# Imbalance evaluation

## Imports

In [1]:
import os

import numpy as np
import pandas as pd
from imblearn.combine import SMOTETomek, SMOTEENN
from imblearn.ensemble import BalancedBaggingClassifier
from imblearn.over_sampling import SMOTE, RandomOverSampler
from imblearn.under_sampling import TomekLinks, EditedNearestNeighbours, RandomUnderSampler
from sklearn.compose import ColumnTransformer
from sklearn.ensemble import RandomForestClassifier, BaggingClassifier
from sklearn.metrics import zero_one_loss
from sklearn.model_selection import train_test_split, RepeatedStratifiedKFold, cross_validate
from sklearn.pipeline import Pipeline
from sklearn.preprocessing import MinMaxScaler, Normalizer
from sklearn.tree import DecisionTreeClassifier
from sklearn.utils import compute_class_weight

from src.utils.const import DATA_DIR, SEED
from src.utils.util_models import fix_random

### Useful path to data

In [2]:
ROOT_DIR = os.path.join(os.getcwd(), '..')
PROCESSED_DIR = os.path.join(ROOT_DIR, DATA_DIR, 'processed')

### Repeatability

In [3]:
fix_random(SEED)

## Start to work

In [4]:
final = pd.read_parquet(os.path.join(PROCESSED_DIR, 'final.parquet'))
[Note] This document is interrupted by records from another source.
PR #5824, opened 2026-09-16
Live Activity: add when_start as the explicit timer start

DerZade:
## AI Policy

## Summary
This PR adds a new `when_start` field for (live) notifications, which can be used for anchoring chronometers.

Currently there is no way to update chronometers (let them run longer / shorter) without them starting to count from the start again. This is true for both counting up and counting down. On iOS this was even more visible, because there a progress bar is displayed with the counter. So if for example my washer re-estimates the remaining time in the middle of the cycle, the progress bar resets to 100% and "counts down" from the new remaining time. 

The only thing which I found was remotely touching on this was [`carryForwardChronometerAnchor` in the iOS App](https://github.com/home-assistant/iOS/blob/edc7153a5e99f637a27a69e8285887114456c985/Sources/Shared/LiveActivity/LiveActivityRegistry.swift#L431-L447), which only works for count-up chronometers if the same relative duration is passed. 

With `when_start` the user has full control over the starting anchor for both count-down and count-up chronometers. On Android it applies to count-ups sent as a negative relative `when`. Count-downs are unaffected, since they are just text and an absolute `when` is already a stable anchor.

`when_start` is always a Unix timestamp. `when_relative` applies to `when` only. Payloads without `when_start` keep the existing carry-forward behavior in iOS unchanged. 

Documentation: home-assistant/companion.home-assistant#1427

## Any other notes

PR for Android: home-assistant/android#7489


bgoncal:
I'm concerned about the complexity of how the payload is generated now, perhaps the original decisions on how to render the chronometer live activity weren't user-friendly enough. We were having a chat about this in here if you want to jump in https://discord.com/channels/330944238910963714/1346948551892009101/1550072534056177695

DerZade:
> I'm concerned about the complexity of how the payload is generated now, perhaps the original decisions on how to render the chronometer live activity weren't user-friendly enough. We were having a chat about this in here if you want to jump in https://discord.com/channels/330944238910963714/1346948551892009101/1550072534056177695

First up sorry for the delayed response.

I totally get what you mean with complexity. I thought quite a bit on how to "design the API" before actually deciding on this solution. I still think tho that within the current constraints, and how the rest of the fields look, it is the cleanest and most consistent.

In my option the `when_start` field isn't really adding a lot of complexity. It is optional and can only be a timestamp. The issue for me is more that the `when` field already tried to solve too many things at once, by allowing relative and absolute values as well as negative and positive values for count up / count down, that probably should have been solved with two or three fields from the get go. That is imho what makes the API so "complex". 

I think if you would have just had two fields from the get go, it would have been more elegant. The `when` currently tries to be a point in time (an anchor) and a duration at the same time. Splitting these up into two fields would have made my PR obsolete and would have made the API more intuitive:

```yaml
data:
  chronometer_anchor: {{ now() }} # maybe now is default value
  chronometer_duration: 30 # in seconds; count up from anchor
```

```yaml
data:
  chronometer_anchor: {{ as_timestmap(now()) + 30 }} 
  chronometer_duration: -30 # in seconds; count down to anchor
```

Yes that would have meant a bit of math for some users, but for anyone who doesn't want to fiddle around with dates and just wants a simple count up / count down. It would have been more or less the same (just needing to set `chronometer_duration`)

---

But sadly we now already have `when` as our status quo, so `when_start` was the best thing I could come up with :P  

@bgoncal  What would be your suggestion on how to solve this?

### Add rating_discrete feature

In [5]:
bins = 10
final = (final
         .assign(rating_discrete=pd.cut(final.loc[:, 'rating_mean'], bins=bins, labels=False))
         .astype({'rating_discrete': 'int32'})
         .drop(columns=['rating_mean']))
final.info()

<class 'pandas.core.frame.DataFrame'>
Int64Index: 13147 entries, 0 to 13146
Columns: 1153 entries, year to rating_discrete
dtypes: float32(1130), float64(1), int32(22)
memory usage: 58.0 MB


### Separate train/test

In [6]:
data = final.loc[:, final.columns != 'rating_discrete']
target = final['rating_discrete']
train_data, test_data, train_target, test_target = train_test_split(data, target, test_size=0.2,
                                                                    stratify=final['rating_discrete'])

### Training function

In [7]:
def try_sample(model, train_data_inside, train_target_inside) -> None:
    # Define evaluation procedure (here we use Repeated Stratified K-Fold CV)
    cv = RepeatedStratifiedKFold(n_splits=5, n_repeats=3, random_state=1)
    # Evaluate model
    scoring = ['accuracy', 'precision_macro', 'recall_macro']
    scores = cross_validate(model, train_data_inside, train_target_inside, scoring=scoring, cv=cv, n_jobs=-1)
    # summarize performance
    print('Mean Accuracy: %.4f' % np.mean(scores['test_accuracy']))
    print('Mean Precision: %.4f' % np.mean(scores['test_precision_macro']))
    print('Mean Recall: %.4f' % np.mean(scores['test_recall_macro']))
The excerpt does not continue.